Member of the Constituent Assembly of Pakistan
- In office 10 August 1947 – 24 October 1954
- Constituency: Lahore District

Personal details
- Born: 7 April 1896 Lahore, Punjab, British India
- Died: 27 November 1979 (aged 83) Pakistan
- Spouse: Mian Shah Nawaz
- Children: Mumtaz Shahnawaz Nasim Jahan
- Parent: Sir Muhammad Shafi (father);
- Occupation: Politician
- Known for: Pakistan Movement

= Jahanara Shahnawaz =

Pakistani politician and women's activist

Begum Jahanara Shahnawaz, also known as Jehan Ara Shah Nawaz (7 April 1896 – 27 November 1979), was a prominent activist and politician in Punjab, active before and after the independence of Pakistan.

==Family background and education==
Jahanara Shahnawaz belonged to the prominent Arain Mian family of Baghbanpura in Lahore. Her father Sir Muhammad Shafi was a prominent lawyer and politician.

She was educated at Queen Mary College, Lahore. A dedicated member of the All India Muslim League, she was also a leading advocate for women's rights. She was the daughter of Sir Muhammad Shafi and the wife of Mian Muhammad Shahnawaz whom she married in 1911.

==Political career==
In 1918, Jahanara Shahnawaz successfully moved the All India Muslim Women's Conference to pass a resolution against polygamy. In 1935, she founded the Punjab Provincial Women's Muslim League. In the Round Table Conference of 1930, she and Radhabai Subbarayan were the only two active members of women's organisations nominated to the conference; they argued unsuccessfully for a 5 per cent reservation for women in the legislatures.

In 1937, she was elected to the Punjab Legislative Assembly and was appointed Parliamentary Secretary for Education, Medical Relief and Public Health. In 1938 she became a member of the Women's Central Subcommittee of the All India Muslim League. In 1942 India's government appointed her as a member of the National Defense Council, but the Muslim League asked League members to resign from the Defense Council. She refused and was thus removed from the Muslim League. However, she rejoined the League in 1946, and in that same year was elected to the Central Constituent Assembly. That year she also went along with M. A. Ispahani on a goodwill mission to America, to explain the point of view of the Muslim League. She was arrested along with other Muslim League leaders during the Civil disobedience movement in Punjab in 1947.

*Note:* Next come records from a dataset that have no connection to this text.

PR #1735, opened 2026-05-01
Add native lib include and exclude flag to limit CodeCache size

j-bahr:
Problem
=======
When async-profiler attaches to a JVM that has loaded hundreds of native libraries (e.g. FFI workloads with many .so files totaling several GB), Symbols::parseLibraries walks every mapped library and stores per-symbol metadata in CodeCache. In extreme scenarios it is possible that the RSS routinely grows by 5+ GB and asprof becomes unresponsive while holding the parse lock. In containerized environments this can also result in the process being killed by OOMD. The vast majority of those symbols are in code-generated or transitive-dependency libraries the user has no interest in profiling.

Goal
====
Give users a parse-time, library-level filter so they can scope symbol parsing to libraries they actually care about. Frames in filtered-out libraries already degrade gracefully to [unknown] in text/flame and "unknown" in JFR, so a missing library is safe. The only cost is resolution fidelity.

What changed
============
* New flags (default off, fully back-compat):

asprof CLI:  
```
--symbols-include GLOB   (repeatable)
--symbols-exclude GLOB   (repeatable)
```
  Agent:       
  ```
  syminclude=GLOB
  symexclude=GLOB
  ```
Patterns are fnmatch(3) globs matched against library basename.

* Precedence: an exclude match wins over an include match and over the auto-allow set. Otherwise, if any include is set the filter is a positive allowlist; with no include set the filter behaves as a denylist over a default-allow.

* Auto-allow: libjvm, the main executable, and any library located in the same directory as libjvm are always parsed (Java/JNI frames must always resolve). Excluding libjvm explicitly emits a Log::warn but is honored.

* Cache is additive across profile sessions: changing the filter on a later attach affects only newly discovered libraries; libs already in CodeCache continue to resolve.
```
Files
-----
src/arguments.{h,cpp}      add _symbols_include / _symbols_exclude
                           vectors + syminclude= / symexclude= cases
src/symbols.h              Symbols::setFilter / shouldParseLibrary API
src/symbols_linux.cpp      filter impl + JDK-root auto-allow + wiring
                           into parseLibraries; lift discovery cap
                           when filter is active so allowlisted libs
                           aren't lost behind unrelated entries
src/symbols_macos.cpp      same for macOS / dyld iteration
src/profiler.cpp           Symbols::setFilter() at top of start()
src/main/main.cpp          --symbols-include / --symbols-exclude CLI
                           flags + help text; description column
                           widened from 22 to 28 to accommodate
docs/ProfilerOptions.md    new rows in General options table
test/test/smoke/SmokeTests.java
                           coverage for include auto-allow,
                           exclude-libjvm no-op, post-attach exclude,
                           multi-pattern include, additive cache
                    	   across sessions, and rendering as bare
                           lib name under STYLE_LIB_NAMES
```

---


j-bahr:
@apangin to provide additional details, in production environments, we've seen growth of up to 15GB of RSS for processes with very large FFI work loads. We believe this is a combination of CodeCache size inefficiency as well as arena bloat from either glibc or jemalloc. We explored the idea of making the CodeCache more compact and efficient but we believe it'll still result in multi gigabyte regression in RSS. This leads to the process freezing on attach and in some cases the process being killed by OOMD. 

I am happy to close the PR if you have a better approach and am happy to work on implementing an alternative. Thanks for the consideration.

apangin:
Before we proceed with the review, could you please disclose usage of Generative AI tools used in preparation of any part of this PR, including the description, code, documentation, and tests.

j-bahr:
@apangin yes, this PR was AI assisted throughout with human supervision, review and validation.

apangin:
I suggest taking a step back and starting with the problem rather than a solution. This PR is not mergeable: it's too big and does not fit into the existing async-profiler architecture, more like a set of local ad-hoc patches. I assume it targets consequences of the problem, not the root cause. Moreover, the approach to skip some libraries entirely, even when user is not interested in function names, looks risky, because async-profiler parses shared objects not only to resolve symbols, but also to unwind stacks correctly. Skipping `.eh_frame` parsing may result in broken native stack traces.

You mentioned RSS growth and freezing on attach - these are two different issues with separate root causes; they require different treatment. I suggest to fix them in separate PRs. There was an attempt to fix freezing in #1423: that PR may need some polishing, but otherwise goes in the right direction.

As for the RSS issue, the description is not clear about the root cause. I'd like to see a deeper analysis. What structure takes memory exactly, and why? Can you show calculations? If you have more details, please share them in a dedicated issue, not as a comment in this PR, thanks.

j-bahr:
@apangin, Sounds good, I can provide additional details on the RSS problem in a new issues and we can discuss possible solutions there. For now I'll close this PR.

In 1948, she led a protest of thousands of women in the streets of Lahore, protesting against the fact that a bill encouraging better economic opportunities for women had been removed from the agenda. Prime minister Liaquat Ali Khan intervened, and the Muslim Personal Law of Shariat of 1948 was passed; it legally recognized a woman's right to inherit property, including agricultural land, which had not been recognized during the British Raj.

She was president of the provincial branch of the All India Muslim Women's Conference for seven years, and also served as vice-president of the Central Committee of the All India Muslim Women's Conference.

She was the first woman in Asia to preside over a legislative session.
She was also associated with the education and orphanage committees of the Anjuman-i-Himayat-i-Islam, in Lahore, and with several hospitals, as well as maternity and child welfare committees. She was a member of the All Indian General Committee of the Red Cross Society.

==Books==
Jahanara Shahnawaz wrote a novel titled Husn Ara Begum and her memoirs titled Father and Daughter: a political autobiography. She also wrote for women's and literary magazines.

==Death and legacy==
Jahanara Shahnawaz died on 27 November 1979 at age 83. She had three children: Ahmad Shahnawaz Sr., a chemical engineer and the first Indian to attend Massachusetts Institute of Technology (MIT), Nasim Shahnawaz (Nasim Jahan), who married General Akbar Khan and later became a politician of the Pakistan Peoples Party, and Mumtaz Shahnawaz, who died in a plane crash in 1948 while on her way to the United Nations General Assembly to represent Pakistan there.

Jahanara Shahnawaz worked for the economic independence of Pakistan. She was of the view that the foreign policy of Pakistan should be based on trade among nations and not aid.